Key Challenges of Electric Powertrain Development
Designing todays and future electric vehicles requires an optimum tradeoff between electric powertrain efficiency, drive performance, battery capacity, as well as managing component vendor aspects, cost, etc.
Ansys provides a powertrain system simulation platform, automated to leverage the enormous potential for improvement found by analyzing the interactions of the key components within the electric powertrain – battery and its management system, inverter-motor-gearbox, mechanics, and control systems. This holistic approach enables effective cross-disciplinary collaboration by Daimler engineers to master the complex art of electric powertrain system design. Main contributors to performance gain and losses can be clearly identified.

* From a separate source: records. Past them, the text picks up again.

PR #12535, opened 2023-12-12
Allow autocorrect with display-only-fail-level-offenses

naveg:
The `--display-only-fail-level-offenses` option uses
`considered_failure?` to determine what to print. The same method is
used to determine the exit code of `rubocop`, so the two options should
be entirely safe to use together.

This change is useful when using rubocop as part of a pre-commit hook.
When the hook fails becuase rubocop exited with a non-zero status, we
can use `--display-only-fail-level-offenses` to avoid having the output
cluttered up with non-blocking offenses.

-----------------

* [x] Added tests.

### DIFF
--- a/spec/rubocop/options_spec.rb
+++ b/spec/rubocop/options_spec.rb
@@ -356,10 +356,10 @@ RSpec.describe RuboCop::Options, :isolated_environment do
     end
 
     describe '--display-only-fail-level-offenses' do
-      it 'fails if given with an autocorrect argument' do
-        %w[--fix-layout -x --autocorrect -a --autocorrect-all -A].each do |o|
-          expect { options.parse ['--display-only-correctable', o] }
-            .to raise_error(RuboCop::OptionArgumentError)
+      %w[--fix-layout -x --autocorrect -a --autocorrect-all -A].each do |o|
+        it 'fails if given with an autocorrect argument' do
+          expect { options.parse ['--display-only-fail-level-offenses', o] }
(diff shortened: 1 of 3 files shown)


spec/rubocop/options_spec.rb
```diff
@@ -355,15 +355,6 @@ def abs(path)
       end
     end
 
-    describe '--display-only-fail-level-offenses' do
-      it 'fails if given with an autocorrect argument' do
-        %w[--fix-layout -x --autocorrect -a --autocorrect-all -A].each do |o|
-          expect { options.parse ['--display-only-correctable', o] }
-            .to raise_error(RuboCop::OptionArgumentError)
```
koic, line 362: It seems that instead of being removed, it should be updated to reflect an expected behavior, rather than resulting in the `RuboCop::OptionArgumentError` error.

naveg: I'm not sure I follow. This tests the validation that I removed in order to allow the two arguments to be used together. I could change it to `not_to` expect the error, but did you have something else in mind?

naveg: Done. The test was actually not doing the right thing before, because it was re-using the same `Options` instance and generating errors for a different reason (using -a and -A together)

naveg:
@koic would appreciate another look when you have a chance, thanks! 🙏

naveg:
@koic @bbatsov just checking in on this one. Let me know if I should make any other adjustments

bbatsov:
The change looks good to me. Thanks!

PR #12536, opened 2023-12-13
Fix BufPreWrite pattern in nvim-lspconfig rubocop formatting example

pjg:
The pattern for `Buf*` commands in neovim looks to be a file names pattern, not file types. When set to `ruby`, automatic formatting doesn't work. It starts working only when I set it to `*.rb`.

Reference:
https://neovim.io/doc/user/api.html#:~:text=%22BufWinEnter%22%7D%2C%20%7B-,pattern%20%3D%20%7B%22*.c%22%2C%20%22*.h%22%7D,-%2C%0A%20%20callback%20%3D%20function


bbatsov:
Thanks!

PR #12541, opened 2023-12-14
 Fix false negative in `Style/ArgumentsForwarding` when a block is forwarded but other args aren't

dvandersluis:
The following code gets registered as a false negative by `Style/ArgumentsForwarding`

```ruby
def foo(*args, &block)
  bar(*args, &block)
  baz(&block)
end
```

Which results in the following invalid autocorrection (`&block` is now longer defined):
```ruby
def foo(...)
  bar(...)
  baz(&block)
end
```

This change fixes that case by considering block arguments when determining if forwarding is possible. 

This had two side effects:
1. The test for different argument names failed due to the block parameter now being considered when determining if there is an offense. To fix this, we now check that the rest and kwrest arguments have the same name.
2. This revealed a few offenses in rubocop code where only a block argument should have been replaced with forwarding.

-----------------

* [x] Added tests.

### DIFF
--- a/changelog/fix_fix_false_negative_in_style_arguments_forwarding.md
+++ b/changelog/fix_fix_false_negative_in_style_arguments_forwarding.md
@@ -1,0 +1,1 @@
+* [#12541](https://github.com/rubocop/rubocop/pull/12541): Fix false negative in `Style/ArgumentsForwarding` when a block is forwarded but other args aren't. ([@dvandersluis][])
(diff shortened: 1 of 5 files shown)


bbatsov:
Looks good! Thanks for tackling this!

mvz:
The suggested correction seems to change the method's arity, which could be the wrong thing to do.

mvz:
See #12618.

Fractions of a per cent efficiency gains can decide whether you have enough energy left to reach your target or not, as well as availability of acceleration performance critical to winning or losing a Formular-E race. Slight weight changes can affect cooling efficiency relating to premature thermal derating or thermal failure. Small adjustments to the battery management and control settings allow adapting the powertrain performance to specific driving modes, conditions, etc.
Clearly, optimizing the powertrain virtually under such tight conditions requires very accurate component models, achievable through multidisciplinary numeric field simulation. The optimum powertrain is not defined or equivalent to the sum of all the optimized components. To find the optimum combination of components and their settings, hundreds of thousands of variants need to be analyzed. Ansys provides a high-performance simulation solution for powertrain system analysis, using its outstanding capabilities for generating Reduced Order Models (ROM) from highly detailed field simulation models of the powertrain components.
Powerful Response Surface Techniques ensure that only the relevant and necessary number of variants are analyzed, guaranteeing the quality of the results to obtain a Model of Optimal Prognosis (MoP). This MoP will then serve for fast and accurate sensitivity analyses leading to best pareto-type optimization results. In addition to designing the powertrain, such a workflow can also serve for hardware component and software module validation to ensure continuous integration and virtual testing against the powertrain model, thus saving effort and costs by reducing real-world testing.